The question is whether this student was halakhically allowed to poison his lunch. In the journal Pa'amei Ya'akov (Kislev 2000; Nisan 2000), R. Yitzhak Zilberstein ruled that this student acted properly. Since the thief was a habitual sinner, he qualified for the following Talmudic judgment:
We mark kerem reva'i [produce from a tree's fourth year] with clods off earth and orlah [produce from a tree's first three years] with pottery shards and graves with limestone that is smoothed and poured. R. Shimon ben Gamliel says: About when is this speaking? Shevi'is [the Sabbatical year]. (Mishnah, Ma'aser Sheni 5:1)In other words, according to R. Shimon ben Gamliel, on normal years, we are not concerned that a thief might come and steal food that is forbidden to be eaten. Let him eat it, since he is stealing anyway.
On the Shevi'is year, when the food is ownerless. But on other years, leave it for the wicked person and let him die [hal'itehu le-rasha ve-yamus]. (Gemara, Bava Kamma 69a)
Let Him Die
R. Zilberstein rules that the thief in the above case is similar to the thief in the Mishnah. Not only do we not try to help him avoid other prohibitions, but we say that all negative results of his sins are appropriate. Let him rot. Even though we certainly cannot kill him, we can set up traps that, by sinning, he falls into. Therefore, the poisoning is not only not bad, it is good. He dies, or almost dies, due entirely to his sin of theft.
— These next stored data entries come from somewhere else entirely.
Issue #1861, opened 2023-07-07
oci: Auto-detect oci-sif and handle without `oci-sif:` prefix


dtrudg:
Currently, `singularity run/shell/exec` does not require a prefix to be specified when running a native SIF image.

In `--oci` mode via #1838 , the `oci-sif:` prefix must currently be used to run an oci-sif image.

There should be some auto-detection of the image type, so that oci-sif can be run without the prefix, to match the native singularity runtime:

```
singularity --oci run my-oci-sif.sif
```

PR #1886, opened 2023-07-13
pkg/image: Add minimal oci-sif type

dtrudg:
Add a minimal oci-sif image type to pkg/image, that does not implement any functionality other than oci-sif detection.

Ensure oci-sif detected as oci-sif, and are not detected as the existing sif type.

Modify the native launcher to return a more friendly error if a user attempts to run an oci-sif with it.

Prep work for #1861

Example...

```
$ singularity run alpine_latest.sif 
FATAL:   While checking image: native runtime does not support OCI-SIF images, use --oci mode
```

### DIFF
--- a/pkg/image/ocisif.go
+++ b/pkg/image/ocisif.go
@@ -1,0 +1,62 @@
+// Copyright (c) 2018-2023, Sylabs Inc. All rights reserved.
+// This software is licensed under a 3-clause BSD license. Please consult the
+// LICENSE.md file distributed with the sources of this project regarding your
+// rights to use or distribute this software.
+
+package image
+
+import (
+	"bytes"
+	"os"
+
+	"github.com/sylabs/sif/v2/pkg/sif"
+)
+
+type ociSifFormat struct{}
+
+// initializer performs minimal detection of oci-sif images only.
+// It does not populate any information except img.Type.
+func (f *ociSifFormat) initializer(img *Image, fi os.FileInfo) error {
+	if fi.IsDir() {
+		return debugError("not an oci-sif file image")
+	}
+	b := make([]byte, bufferSize)
+	if n, err := img.File.Read(b); err != nil || n != bufferSize {
+		return debugErrorf("can't read first %d bytes: %v", bufferSize, err)
+	}
+	if !bytes.Contains(b, []byte("SIF_MAGIC")) {
+		return debugError("SIF magic not found")
+	}
+
+	flag := os.O_RDONLY
+	if img.Writable {
+		flag = os.O_RDWR
+	}
+
+	// Load the SIF file
+	fimg, err := sif.LoadContainer(img.File,
+		sif.OptLoadWithFlag(flag),
+		sif.OptLoadWithCloseOnUnload(false),
+	)
+	if err != nil {
+		return err
+	}
+	defer fimg.UnloadContainer()
+
+	// It's a SIF, but an OCI-SIF.
+	if _, err := fimg.GetDescriptor(sif.WithDataType(sif.DataOCIRootIndex)); err != nil {
+		return debugErrorf("image is not an OCI-SIF")
+	}
+
+	img.Type = OCISIF
+
+	return nil
+}
+
+func (f *ociSifFormat) openMode(writable bool) int {
+	return os.O_RDONLY
+}
+
+func (f *ociSifFormat) lock(img *Image) error {
+	return nil
+}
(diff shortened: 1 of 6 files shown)


pkg/image/ocisif.go
```diff
@@ -0,0 +1,62 @@
...
+type ociSifFormat struct{}
+
+// initializer performs minimal detection of oci-sif images only.
+// It does not populate any information except img.Type.
+func (f *ociSifFormat) initializer(img *Image, fi os.FileInfo) error {
+	if fi.IsDir() {
+		return debugError("not an oci-sif file image")
+	}
+	b := make([]byte, bufferSize)
+	if n, err := img.File.Read(b); err != nil || n != bufferSize {
```
preminger, line 24: I see that `bufferSize` is defined in pkg/image/image.go:55 to be 2048. Is it categorically impossible to have valid image files (be they oci-sif, or some other type for that matter) that are smaller than that?

pkg/image/sif.go
```diff
@@ -78,6 +78,11 @@ func (f *sifFormat) initializer(img *Image, fi os.FileInfo) error {
 	}
 	defer fimg.UnloadContainer()
 
+	// It's a SIF, but an OCI-SIF.
+	if _, err := fimg.GetDescriptor(sif.WithDataType(sif.DataOCIRootIndex)); err == nil {
+		return debugErrorf("image is an OCI-SIF")
```
preminger, line 83: Am I correct in understanding that this is a circumstance that shouldn't arise (i.e., there is code elsewhere that should make sure we don't reach this point if we're dealing with an OCI-SIF image)? And if so, wouldn't it be more accurate to characterize this circumstance as an "internal error" than a "debug error"...?

preminger (approved):
LGTM, but see two comments.

pkg/image/ocisif.go
dtrudg: Yes - at present an empty SIF is 32KiB.

A blank SIF will consist of a global header, followed by an area reserved for up to n (where n currently = 48) descriptors, prior to the variable sized data area.

The descriptor area is aligned to start at a 4096 byte boundary, so even if n were smaller, the SIF file is at least 4096 bytes.

It may be the case that the sif package should export a constant, but this value has been used here since the inception of SIF support, I believe.

pkg/image/sif.go
dtrudg: No - this error is expected to be encountered. When Singularity's native runtime related code is provided an image file, it uses pkg/image to try and identify/load the image... and this attempts to call the initializer of each pkg/image type in turn. We can see this in the debug trace, for when I try to run an `oci-sif` with the native runtime:

```
$ singularity -d run  alpine_latest.sif 
DEBUG   [U=1001,P=1731880] persistentPreRun()            Singularity version: 3.11.0+462-g64fd3bd95
DEBUG   [U=1001,P=1731880] persistentPreRun()            Parsing configuration file /usr/local/etc/singularity/singularity.conf
DEBUG   [U=1001,P=1731880] maybeReExec()                 Checking whether to re-exec
DEBUG   [U=1001,P=1731880] handleConfDir()               /home/dtrudg-sylabs/.singularity already exists. Not creating.
DEBUG   [U=1001,P=1731880] handleRemoteConf()            Ensuring file permission of 0600 on /home/dtrudg-sylabs/.singularity/remote.yaml
DEBUG   [U=1001,P=1731880] launchContainer()             Using native runtime launcher.
DEBUG   [U=1001,P=1731880] setUmask()                    Saving umask 0022 for propagation into container
DEBUG   [U=1001,P=1731880] Init()                        Image format detection
DEBUG   [U=1001,P=1731880] Init()                        Check for sandbox image format
DEBUG   [U=1001,P=1731880] Init()                        sandbox format initializer returned: not a directory image
DEBUG   [U=1001,P=1731880] Init()                        Check for sif image format
DEBUG   [U=1001,P=1731880] Init()                        sif format initializer returned: image is an OCI-SIF
DEBUG   [U=1001,P=1731880] Init()                        Check for ocisif image format
DEBUG   [U=1001,P=1731880] Init()                        ocisif image format detected
FATAL   [U=1001,P=1731880] Exec()                        While checking image: native runtime does not support OCI-SIF images, use --oci mode
``` 

Note how it checks for a sandbox/dir first... then a SIF (non-OCI). Both of those initializers have to return a `debugError` to allow fall-through to trying the next initializer.

The initializer for ocsif succeeds... so the returned `img.Type` is `OCISIF`, and the rejection of execution is based on that.

The intent of the PR is really to modify `pkg/image` so it recognises `OCISIF` as a separate image type, and doesn't identify it as a SIF.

The negative response to R. Zilberstein's ruling was quick to come. A number of articles were published in the journals Pa'amei Ya'akov, Or Yisrael and elsewhere disputing his ruling. R. Aaron Levine discusses this issue in his new book Moral Issues of the Marketplace in Jewish Law, in his chapter on setting booby traps for thiefs on one's property. R. Levine follows the ruling or R. Menashe Klein on this subject, that the student who poisoned his sandwich violated the prohibition of lo sa'amod al dam rei'ekha, the biblical prohibition against standing by idly when one's fellow is in danger.
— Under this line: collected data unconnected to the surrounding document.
PR #1902, opened 2023-07-17
oci: default to /.singularity.d/runscript for SIF bundle

### LINKED ISSUE #1898: oci: change singularity-sif bundle CMD to runscript
When a singularity SIF is mounted to an OCI bundle via `singularity oci mount` or through code, the bundle runtime config defaults to executing `/bin/sh`.

This does not reflect the intended behaviour of a Singularity container, which is to execute the `/.singularity.d/runscript`.

An oci bundle created from a singularity SIF should execute the runscript by default.

dtrudg:

When a bundle is created from a singularity SIF (e.g. via `singularity oci mount`), the default process is now the container runscript.

Previously the process specified in the OCI runtime config was `/bin/sh`, resulting in the default behaviour of the bundle not matching execution under singularity.

 - Fixes #1898

### DIFF
--- a/CHANGELOG.md
+++ b/CHANGELOG.md
@@ -31,6 +31,8 @@
 - Lookup and store user/group information in stage one prior to entering any
   namespaces to fix issue with winbind not correctly lookup user/group
   information when using user namespace.
+- The default process for an OCI bundle created with `singualrity oci mount` is now
+  `/singularity.d/runscript` instead of `/bin/sh`.
 
 ### New Features & Functionality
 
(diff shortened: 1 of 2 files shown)


dtrudg:
While working through #1906 it became clear that this is not a good idea.

With no sensible direct mapping of runscript/startscript behaviour into CMD/ENTRYPOINT it doesn't really make sense to pick an approach at this level of the code. The caller has to decide what to do, and a simple `/bin/sh` is an appropriate fall-back.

[I]f M knows that the sandwich the thief stole contains poison, he is duty bound to inform the thief as fast as he can so that the thief will be saved from death or even from sickness. Now, if M must extricate the theif from the danger of the pilfered poisoned sandwich, he certainly should not poison the sandwich in the first place. La ta'amod requires this. (p. 506)R. Levine analyzes this case at more length.
Three Views
R. Dovid Gottlieb (Ateres Ya'akov ch. 8:2) posits three views on the concept of letting a sinner suffer from his sins:
1. There is no obligation to be concerned for sinners.
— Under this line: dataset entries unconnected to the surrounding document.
PR #1926, opened 2023-07-24
pull: Pull previously pushed OCI-SIF from OCI registry (docker://)

### LINKED ISSUE #1915: Implement pull of oci-sif from OCI registries (docker://)
Inverse of #1914 

An OCI-SIF image that was pushed to an OCI registry will be present in the registry as a single-layer, squashfs layer-format, OCI image.

It should be possible to pull this type of image back down into an OCI-SIF file directly, without any mutation/conversion of the remote image or its blobs.

dtrudg:

If `singularity pull --oci` is used against an OCI registry `docker://` reference, and the reference is a single-layer squashfs image, pull it into an OCI-SIF without any mutation.

This is the mirror-image operation of #1917, allowing OCI-SIF images pushed with the code in #1917 to be pulled.

Note that the pull e2e tests have been re-arranged / re-named. This is to keep all the `library://` `oras://` `docker://` tests next to eachother.... and in an attempt to make it more obvious what is testing what.

 - Closes #1915 


internal/pkg/client/oci/ocisif.go
```diff
@@ -168,10 +195,7 @@ func layoutToOciSif(layoutDir string, digest v1.Hash, imageDest, workDir string)
 		return fmt.Errorf("while replacing layers: %w", err)
 	}
 
-	sylog.Infof("Writing oci-sif image...")
-	if err := lp.ReplaceImage(img, match.Digests(digest)); err != nil {
```
dtrudg, line 172: Note that this deletion means that the squashed, mutated image is only written into the final SIF, and not back into the temporary layout.

I had left it writing into the temporary layout for some speculative reason that escapes me, previously... but confirmed it is not needed in this PR... which should be the final significant change for pkg/client/oci/ocisif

2. There is an obligation but it is negated in a limited fashion in the Mishnah's case.
3. One is obligated to be concerned for sinners but only when that does not imply approval of the sinner's deeds.
R. Gottlieb (8:7) argues that we would only want the sinner to suffer according to the first view but not according to the other two. He also points out that nowhere do we see any permission given to perform any action to deepen the suffering of the sinner.